The six-tubercled Amazon River turtle (Podocnemis sextuberculata), or the six-tubercled river turtle, is a species of turtle in the family Podocnemididae. The turtle is found in the Amazon basin in Brazil, Colombia, Peru and possibly also in Ecuador.

==Taxonomy and names==
Podocnemis sextuberculata was first described by Emilio Cornalia in an 1849 manuscript. The specific name is derived from Latin for six tubercles, mirroring the English common name for the turtle. In Brazil, the turtle is known commonly as Iaçá (Note: Alternatively spelled as Aiaça, Aiaçá, Aiucá, Ayacá, or Ayassá)—also in Colombia but spelled as Ayasá—Pitiú, Jurara-pitiu (Note: Alternatively spelled as Juara-pitiú.)
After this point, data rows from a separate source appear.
PR #1750, opened 2024-06-26
Deleting objects that are still trying to hold on to old reactor after reset

zachmprince:
## What is the change?

This change is a follow on to #1729 after it was observed that the garbage collector was not clearing `Reactor` data from a state distribution on worker processors after a reset. This is due to objects retaining references to the distributed `Reactor`. Upon investigation, these references came from a cyclic reference between `Core`, `Reactor`, and `spatialGrid` objects, shown by this diagram created by `objgraph`:

image

The solution was quite simple: setting `spatialGrid.armiObject` attribute to `None`, as well as the `parent` attribute in the `Reactor` children.

Retaining the distributed state of the `Reactor` on workers is unnecessary memory overhead for interactions that don't require a distributed state.

---

## Checklist

### DIFF
--- a/armi/operators/operator.py
+++ b/armi/operators/operator.py
@@ -1077,6 +1077,8 @@ class Operator:
         """
         if self.r:
             self.r.o = None
+            for comp in self.r:
+                comp.parent = None
         self.r = None
         for i in self.interfaces:
             i.o = None
--- a/armi/operators/operatorMPI.py
+++ b/armi/operators/operatorMPI.py
@@ -238,6 +238,7 @@ class OperatorMPI(Operator):
         cs = self.cs
         bp = self.r.blueprints
         spatialGrid = self.r.core.spatialGrid
+        spatialGrid.armiObject = None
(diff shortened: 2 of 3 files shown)


opotowsky (approved):
Approved from my end! Not sure this can be tested, so I'll let John S comment on that. 

Could you add this and the previous PR to the release notes? I think they are pretty important-to-mention updates!

zachmprince:
> Approved from my end! Not sure this can be tested, so I'll let John S comment on that.

Coming up with the test for this is not trivial to me. I'm not even sure what would be tested. Plus, the effectiveness of the change is largely dependent on the plugins and what interfaces are active.

> Could you add this and the previous PR to the release notes? I think they are pretty important-to-mention updates!

Added an item to the release notes. I wasn't sure whether to put it at the top or bottom of the list lol.

john-science (approved):
The actual changes themselves are simple and I like them.

You are right, these would be annoying to test, as you / we would need to build some testing tooling to test the rest of the `detach` code around it.

PR #1769, opened 2024-07-08
Reducing the number of warnings when building docs

zachmprince:
## What is the change?

This PR mainly includes minor fixes to reduce errors/warnings during the documentation build. Here are a list of things included:

- Escaping RST special characters
- Formatting pieces of documentation that should be rendered as code
- Making various type definitions more explicit to avoid warnings there are multiple possible interpretations
- Removing duplicate references
- Making some links "anonymous"
- Removing API headings that aren't allowed by numpy code standards
- Formatting multiline lists properly
- Various black/ruff formatting

A more significant change includes modifications to the `dochelpers` package. This includes:

- A new function that escapes special characters in a inputted string. This is used in the parameter and settings report table functions, which were including special characters from the descriptions.
- The ability to a label to created tables

This somewhat of a "basic" maintenance PR: making docs render properly. On a more practical level, reducing the number of warnings when building docs helps pick out future bugs written in the documentation.

---

## Checklist


armi/materials/thU.py
```diff
@@ -16,9 +16,6 @@
 Thorium Uranium metal.
 
 Data is from [IAEA-TECDOCT-1450]_.
-
-.. [IAEA-TECDOCT-1450] Thorium fuel cycle -- Potential benefits and challenges, IAEA-TECDOC-1450 (2005).
-    https://www-pub.iaea.org/mtcd/publications/pdf/te_1450_web.pdf
```
john-science, line 21: I don't understand this change.

This PDF link is still valid. And it is referenced as a data source in the line above.

We can't just delete this and lose the reference.

armi/materials/thoriumOxide.py
```diff
@@ -16,9 +16,6 @@
 Thorium Oxide solid ceramic.
 
 Data is from [IAEA-TECDOCT-1450]_.
-
-.. [IAEA-TECDOCT-1450] Thorium fuel cycle -- Potential benefits and challenges, IAEA-TECDOC-1450 (2005).
-    https://www-pub.iaea.org/mtcd/publications/pdf/te_1450_web.pdf
```
john-science, line 21: I don't understand this change.

This PDF link is still valid. And it is referenced as a data source in the line above.

We can't just delete this and lose the reference.

armi/nuclearDataIO/cccc/__init__.py
```diff
@@ -58,7 +58,7 @@
 
 .. [CCCC-IV] R. Douglas O'Dell, "Standard Interface Files and Procedures for Reactor Physics
              Codes, Version IV," LA-6941-MS, Los Alamos National Laboratory (September 1977).
-             Web. doi:10.2172/5369298. (`OSTI <https://www.osti.gov/biblio/5369298>`_)
+             Web. doi:10.2172/5369298. (`OSTI <https://www.osti.gov/biblio/5369298>`__)
```
john-science, line 61: Can you explain this one to me?

I just don't get the change, that's all.

The link is currently working on the docs:  https://terrapower.github.io/armi/.apidocs/armi.nuclearDataIO.cccc.html#module-armi.nuclearDataIO.cccc

armi/nuclearDataIO/cccc/gamiso.py
```diff
@@ -33,7 +33,7 @@
 
 .. [GAMSOR] Smith, M. A., Lee, C. H., and Hill, R. N. GAMSOR: Gamma Source Preparation and DIF3D
             Flux Solution. United States: N. p., 2016. Web. doi:10.2172/1343095. `On OSTI
-            <https://www.osti.gov/biblio/1343095-gamsor-gamma-source-preparation-dif3d-flux-solution>`_
+            <https://www.osti.gov/biblio/1343095-gamsor-gamma-source-preparation-dif3d-flux-solution>`__
```
john-science, line 36: ditto above

armi/nuclearDataIO/cccc/pmatrx.py
```diff
@@ -20,7 +20,7 @@
 .. [MC23] Lee, Changho, Jung, Yeon Sang, and Yang, Won Sik. MC2-3: Multigroup Cross Section
           Generation Code for Fast Reactor Analysis Nuclear. United States: N. p., 2018. Web.
           doi:10.2172/1483949. (`OSTI
-          <https://www.osti.gov/biblio/1483949-mc2-multigroup-cross-section-generation-code-fast-reactor-analysis-nuclear>`_)
+          <https://www.osti.gov/biblio/1483949-mc2-multigroup-cross-section-generation-code-fast-reactor-analysis-nuclear>`__)
```
john-science, line 23: ditto above

armi/plugins.py
```diff
@@ -309,10 +309,12 @@ def defineBlockTypes() -> List:
         corresponding ``Component`` type that should activate it. For instance a
         ``HexBlock`` would be created when the largest component is a ``Hexagon``::
 
+            [(Hexagon, HexBlock)]
+
         Returns
         -------
         list
-            [(Hexagon, HexBlock)]
+            ``[(compType, BlockType), ...]``
```
john-science, line 317: I understand this fixed the RST, but is it still correct?

armi/materials/thU.py
zachmprince: I think I might revert this change. Sphinx was throwing a duplicate reference warning due to this reference already being defined in thorium.py. However, this is endemic to many plugins so it is impossible to avoid all the warnings. So this change isn't improving things much.

My hope in the future is to switch to using the sphinx-bibtex extension, so all references are defined in a single place.

armi/nuclearDataIO/cccc/__init__.py
zachmprince: This is switching the link to be "anonymous", so the `OSTI` label isn't an explicit target. Without this, `OSTI` is created as a reference target twice, throwing a `WARNING: Duplicate explicit target name`. See this for a detailed explanation: https://stackoverflow.com/questions/74252545/differences-between-anonymous-and-non-anonymous-hyperlinks-in-sphinx

armi/plugins.py
zachmprince: According to the docstring above this, it is correct. But I can switch to what was originally there if I'm mistaken.

armi/nuclearDataIO/cccc/gamiso.py
zachmprince: This one isn't necessary since there is only one `On OSTI`, but I figured it would be good practice.

PR #1882, opened 2024-09-16
Implementing more detailed `__lt__` for components.

### LINKED ISSUE #1875: Implement more detailed `__lt__` for component sorting
Components on a block are sorted by their `getBoundingCircleOuterDiameter`.

https://github.com/terrapower/armi/blob/abd1db4adfa0c536f9bf9f08f0f1e8b74b1cd0d7/armi/reactor/components/component.py#L272-L288

Sometimes, two components have the same outer diameter, in which case the sorting done by `__lt__` will depend on the order of comparison. i.e., 

`a < b` evaluates to `False`
`b < a` also evaluates to `False`

As a result, 

`sorted([a, b]) = [a, b]`
while
`sorted([b, a]) = [b, a]`

Ideally, the outcome of `sorted` will not be dependent on the order of the input.

We should fall back to `getCircleInnerDiameter` for comparison when sorting components when `getBoundingCircleOuterDiameter` is equivalent. I pushed an example of what I think the sorting should do here:

https://github.com/terrapower/armi/compare/main...component_sort

mgjarrett:
## What is the change?

Fall back to `getCircleInnerDiameter` for comparison when sorting components when `getBoundingCircleOuterDiameter` is equivalent.

Components on a block are sorted by their `getBoundingCircleOuterDiameter`. Sometimes, two components have the same outer diameter, in which case the sorting done by `__lt__` will depend on the order of comparison. i.e., 

`a < b` evaluates to `False`
`b < a` also evaluates to `False`
`b == a` evaluates to `True`, even though the two components are not necessarily identical, they only have one identical dimension.

`sorted([a, b]) != sorted([b, a])` even though `b` and `a` are not identical.

Close #1875

---

## Checklist


armi/reactor/blocks.py
```diff
@@ -18,29 +18,31 @@
...
+    composites,
+    geometry,
+    grids,
+    parameters,
+)
+from armi.reactor.components.basicShapes import Circle, Hexagon, Rectangle
+from armi.reactor.components.complexShapes import Helix, HoledHexagon
+
+# this unused import is required so that the RadialSegment component type is registered
+from armi.reactor.components.volumetricShapes import RadialSegment
```
drewj-tp: Does this mean radial segments are not nominally registered for use in blueprints?

armi/reactor/__init__.py
```diff
@@ -51,7 +51,7 @@
 See :doc:`/developer/index`.
 """
 
-from typing import Dict, Callable, Union, TYPE_CHECKING
+from typing import TYPE_CHECKING, Callable, Dict, Union
```
drewj-tp, line 54: I have no strong opinions on the sorting of imports. Should we standardize the practice across armi (e.g., a ruff plugin?) so that we don't have a lot of these unrelated changes in some PRs?

Could be a useful addition to our dev guide if there are vs code settings that will do this automatically too

cc @john-science @opotowsky @albeanth

armi/reactor/components/__init__.py
```diff
@@ -32,10 +32,11 @@
 import numpy as np
 
 from armi import runLog
-from armi.reactor.components.component import *  # noqa: F403
-from armi.reactor.components.basicShapes import *  # noqa: F403
-from armi.reactor.components.complexShapes import *  # noqa: F403
-from armi.reactor.components.volumetricShapes import *  # noqa: F403
```
drewj-tp, line 38: Love the removal of a `*` import 👍

armi/reactor/components/__init__.py
```diff
@@ -186,6 +187,23 @@ def getBoundingCircleOuterDiameter(self, Tc=None, cold=False):
...
+        Tc : float
+            Ignored for this component
+        cold : bool, optional
+            If True, compute the area with as-input dimensions, instead of thermally-expanded.
+
+        Notes
+        -----
+        Tc is not used in this method for this particular component.
+        """
+        return 0.0
```
drewj-tp, line 205: This seems like an okay thing for a shaped component to have to define on their own. Maybe a `DerivedShape` is the only exception.

Saying this because we `try`/`catch` a `NotImplementedError` below so if  `Component.getCircleInnerDiameter` is required for components, we'd be okay in that context.

But that could be a larger change that is likely better served outside this PR.

Non-blocking comment. If there's traction I can make a ticket

armi/reactor/components/volumetricShapes.py
```diff
@@ -250,7 +254,11 @@ def getComponentVolume(self):
         return vol
 
     def getBoundingCircleOuterDiameter(self, Tc=None, cold=False):
-        return self.getDimension("outer_radius", Tc, cold)
+        return 2.0 * self.getDimension("outer_radius", Tc, cold)
```
drewj-tp, line 257: Oops... is this method only used for sorting?

armi/reactor/blueprints/componentBlueprint.py
```diff
@@ -42,7 +41,7 @@ def __init__(self, value):
         # note: yamlizable does not call an __init__ method, instead it uses __new__ and setattr
         self.value = value
         if isinstance(value, str):
-            if not components.COMPONENT_LINK_REGEX.search(value):
+            if not component.COMPONENT_LINK_REGEX.search(value):
```
drewj-tp, line 44: Is this regex defined in `armi.reactor.components.component` and then imported into `armi.reactor.components`?

This is not a change I would have expected to see in this PR

armi/reactor/components/component.py
```diff
@@ -278,14 +273,26 @@ def __lt__(self, other):
...
-            raise ValueError(
-                "Components 1 ({} with OD {}) and 2 ({} and OD {}) cannot be ordered because their "
-                "bounding circle outer diameters are not comparable.".format(
-                    self, thisOD, other, thatOD
+            if thisOD == thatOD:
+                thisID = self.getCircleInnerDiameter(cold=True)
+                thatID = other.getCircleInnerDiameter(cold=True)
+                return thisID < thatID
+            else:
+                return thisOD < thatOD
```
drewj-tp, line 281: Can you add this behavior to the `__lt__` docstring?

armi/reactor/tests/test_components.py
```diff
@@ -508,6 +513,50 @@ def test_getAreaColdTrue(self):
         self.assertAlmostEqual(totalAreaCold, totalAreaHot, delta=1e-10)
 
 
+class TestComponentList(unittest.TestCase):
+    def setUp(self):
+        self.componentList = []
```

or Cambêua (Note: Alternatively spelled as Cambeua and Cambeva.) In Colombia and Peru the species is known commonly as Cupiso or Teparo. In English the turtle has also been referred to as the six-tubercled greaved turtle.

==Distribution==
The turtle is endemic to the Amazon basin, being found in Brazil, Colombia, Peru and possibly also in Ecuador. One population, found in the Branco River part of the basin, is separated from the nearest other population by about 1800 km.

==Description==
The turtle's shell has smooth scales, and a grey to olive brown domed carapace that can reach a length of 34 cm—relatively small for a member of Podocnemis. The carapace is of an elliptical shape, with a broader back half. The plastron is large, although not large enough to fully cover the carapacial opening, and is coloured yellow and grey to brown. Juveniles start out with the posterior of their carapaces having serrated rims and with their plastrons having six pairs of prominent tubercles. As the turtles mature the serrated part of their rims begin to smoothens out, and their tubercles begin to disappear, although it is not uncommon for remnants of these features to be visible in adults. The turtle's head is broad, with a protruding snout. The head is olive to reddish brown on the top, while the bottom has a cream colouration, and the neck's colouration is similarly darker on top and lighter on the bottom. Juveniles have patterns of light yellow or light green markings on the top of their heads that fade as they mature, except for in females of the isolated population in the Branco River basin, who keep the markings into adulthood. The turtle's limbs have a grey to olive colouration.